Coronavirus
Seniors line up for vaccination in Mexico City. Seniors line up for vaccination in Mexico City.

Official count is 2 million coronavirus cases but university says it’s at least 17 million

UNAM estimates there could have been as many as 53 million

Mexico’s real coronavirus case tally is at least nine times higher than the total officially reported and could be up to 26 times higher, according to National Autonomous University (UNAM) estimates.

The official accumulated case tally rose to 2.02 million on Thursday but according to estimates on the UNAM Covid-19 Geographic Information Platform, there have been a minimum of 17.81 million cases since the virus was first detected here almost a year ago and a maximum of 53.43 million.

The minimum estimate assumes a fatality rate of 1% and that the official Covid-19 death toll – 178,108 as of Thursday – includes all fatalities from the infectious disease.

The maximum estimate assumes a fatality rate of 0.5% and that there have really been 1.5 Covid-19 deaths for every one officially registered.

Mexico’s case tally is widely considered a significant undercount because of the low Covid-19 testing rate.

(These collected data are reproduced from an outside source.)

PR #171, opened 2026-01-31
CNF-19588: CI test for clockClass recovery after cloud-event-proxy crash

jzding:
## Summary
- Add e2e test verifying clock class metrics are recovered via the Event API after cloud-event-proxy crash and restart
- Portable process kill using `/proc/PID/comm` matching (works in both Kind/netdevsim and OCP hostPID environments)
- Recovery detection via health endpoint polling — handles both container restart (Kind) and process-level restart (OCP)
- Fix v2 API validation test: replace unreliable log search with direct health endpoint check
- Fix publisher readiness check: use explicit boolean flag instead of racy `time.Now()` comparison

## Changes
- `test/conformance/serial/ptp.go`: new crash recovery test (`Should recover clockClass via event API after cloud-event-proxy crash`), fixed v2 validation test, fixed publisher readiness check
- `test/pkg/event/event.go`: `WaitForCloudEventProxyReady`, `WaitForConsumerReady`, `PushInitialEvent`
- `test/pkg/ptphelper/ptphelper.go`: `PushInitialEvent` with context timeout

## Test plan
- [x] Passes on OCP 4.22 (cnfdg32, T-GM mode, real E810 hardware)
- [x] Passes on local Kind/netdevsim VM (BC mode)
- [x] CI: oc, bc, dualnicbc, dualnicbcha, dualfollower modes

Fixes: [CNF-19588](https://redhat.atlassian.net/browse/CNF-19588)

🤖 Generated with [Claude Code](https://claude.com/claude-code)

### DIFF
--- a/test/conformance/serial/ptp.go
+++ b/test/conformance/serial/ptp.go
@@ -64,6 +64,9 @@ const (
 var (
 	clockClassPattern = `^openshift_ptp_clock_class\{(?:config="ptp4l\.\d+\.config",)?node="([^"]+)",process="([^"]+)"\}\s+(\d+)`
 	clockClassRe      = regexp.MustCompile(clockClassPattern)
+
+	// pmcClockClassRe parses gm.ClockClass from "pmc GET PARENT_DATA_SET" output
+	pmcClockClassRe = regexp.MustCompile(`gm\.ClockClass\s+(\d+)`)
 )
 var DesiredMode = testconfig.GetDesiredConfig(true).PtpModeDesired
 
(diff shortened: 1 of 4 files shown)


test/conformance/serial/ptp.go
```diff
@@ -3166,6 +3268,30 @@ func checkClockClassState(fullConfig testconfig.TestConfig, expectedState string
 		fmt.Sprintf("Expected ptp4l clock class to eventually be %s for GM", expectedState))
 }
 
+// checkClockClassViaPMC verifies clock class by running "pmc GET PARENT_DATA_SET"
+// and parsing the gm.ClockClass field from the output.
+func checkClockClassViaPMC(fullConfig testconfig.TestConfig, expectedClockClass string) {
```
nocturnalastro: I think VerifyNICClockClass already does this no?

test/pkg/ptphelper/ptphelper.go
```diff
@@ -1037,7 +1037,7 @@ func IsPTPOperatorVersionAtLeast(minVersion string) bool {
 		logrus.Infof("Could not get PTP Operator version, assuming version check passes: %v", err)
 		return true
 	}
-	logrus.Infof("Found version %s; checking %s <= %s", foundVersion, foundVersion, minVersion)
+	logrus.Infof("Found version %s; checking if %s >= %s", foundVersion, foundVersion, minVersion)
```
nocturnalastro: It should be just `<` 
```go
	return !ver.LessThan(minVer)
```

test/pkg/testconfig/testconfig.go
```diff
@@ -1112,20 +1112,23 @@ func PtpConfigOC(isExtGM bool) error {
 
 	BestSolution := ""
 
-	if isExtGM {
```
edcdavid, line 1351: External grandmaster is a mode configured with EXTERNAL_GM=true in combination with the clock mode. For instance OC + external GM is a distinct scenario from OC + Local GM. By default it is false. The solver always reports all possible scenarios but the test should check only the scenario requested by the user. I would revert the changes in this file to let the user know that his requested mode is not available(local GM for instance).

test/conformance/serial/ptp.go
```diff
@@ -1359,6 +1359,105 @@ var _ = Describe("["+strings.ToLower(DesiredMode.String())+"-serial]", Serial, f
...
 
+			It("Should recover clockClass via event API after cloud-event-proxy crash", func() {
+				if ptphelper.PtpEventEnabled() != 2 {
+					Skip("Skipping: test applies to event API v2 only")
+				}
+
+				// Determine expected clock class based on PTP mode
+				var expectedClockClass fbprotocol.ClockClass
+				switch fullConfig.PtpModeDiscovered {
+				case testconfig.OrdinaryClock:
```
nocturnalastro: What clock type wouldn't be 6 via PMC when locked?

I think this should just be an 

```go
expectedClockClass := fbprotocol.ClockClass6
if fullConfig.PtpModeDiscovered == testconfig.OrdinaryClock && ptphelper.IsPTPOperatorVersionAtLeast("4.21") {
    expectedClockClass = fbprotocol.ClockClassSlaveOnly
}
```

test/conformance/serial/ptp.go
```diff
@@ -1359,6 +1359,105 @@ var _ = Describe("["+strings.ToLower(DesiredMode.String())+"-serial]", Serial, f
...
+						pkg.EventProxyContainerName,
+						[]string{"sh", "-c", "pgrep -f ^./cloud-event-proxy"},
+					)
+					return strings.TrimSpace(buf.String()) != ""
+				}, 3*time.Minute, 1*time.Second).Should(BeTrue(),
+					"cloud-event-proxy process did not restart within 3 minutes")
+
+				By("Waiting for cloud-event-proxy health endpoint to recover")
+				Eventually(func() string {
+					buf, _, _ := pods.ExecCommand(
```
nocturnalastro: Seems like this should just be a helper something like WaitForCloudEventProxyToBeReady?

nocturnalastro: or maybe there should be an entire one for KillCloudEventProxy

jzding: will create a helper WaitForCloudEventProxyReady(). It is more likely to be reused then a helper for KillCloudEventProxy

test/conformance/serial/ptp.go
jzding: good point , updated

nocturnalastro (approved):
/lgtm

The health system has focused on testing people with serious symptoms of the disease, meaning that the vast majority of mild and asymptomatic cases don’t show up in official statistics.

The Health Ministry acknowledges that many cases go undetected and said early in the pandemic that its epidemiological surveillance system suggested that there were about eight undetected cases for each reported one.

However, for several months its case number estimates have been only slightly higher than the official tally. The Health Ministry currently estimates that there have been just under 2.22 million cases since the start of the pandemic, a figure only 1.1 times, or 10%, higher than the official tally.

Malaquías López, a public health professor at UNAM and spokesperson for the university’s Covid-19 commission, said the ministry’s estimated case numbers don’t square with a serological testing survey conducted between August and November last year that found that about a quarter of the population had developed antibodies against the coronavirus as a result of having it.

The National Institute of Public Health estimated that about 31 million Mexicans had been infected with the virus, a number that could have risen significantly given that December and January were the two worst months of the pandemic.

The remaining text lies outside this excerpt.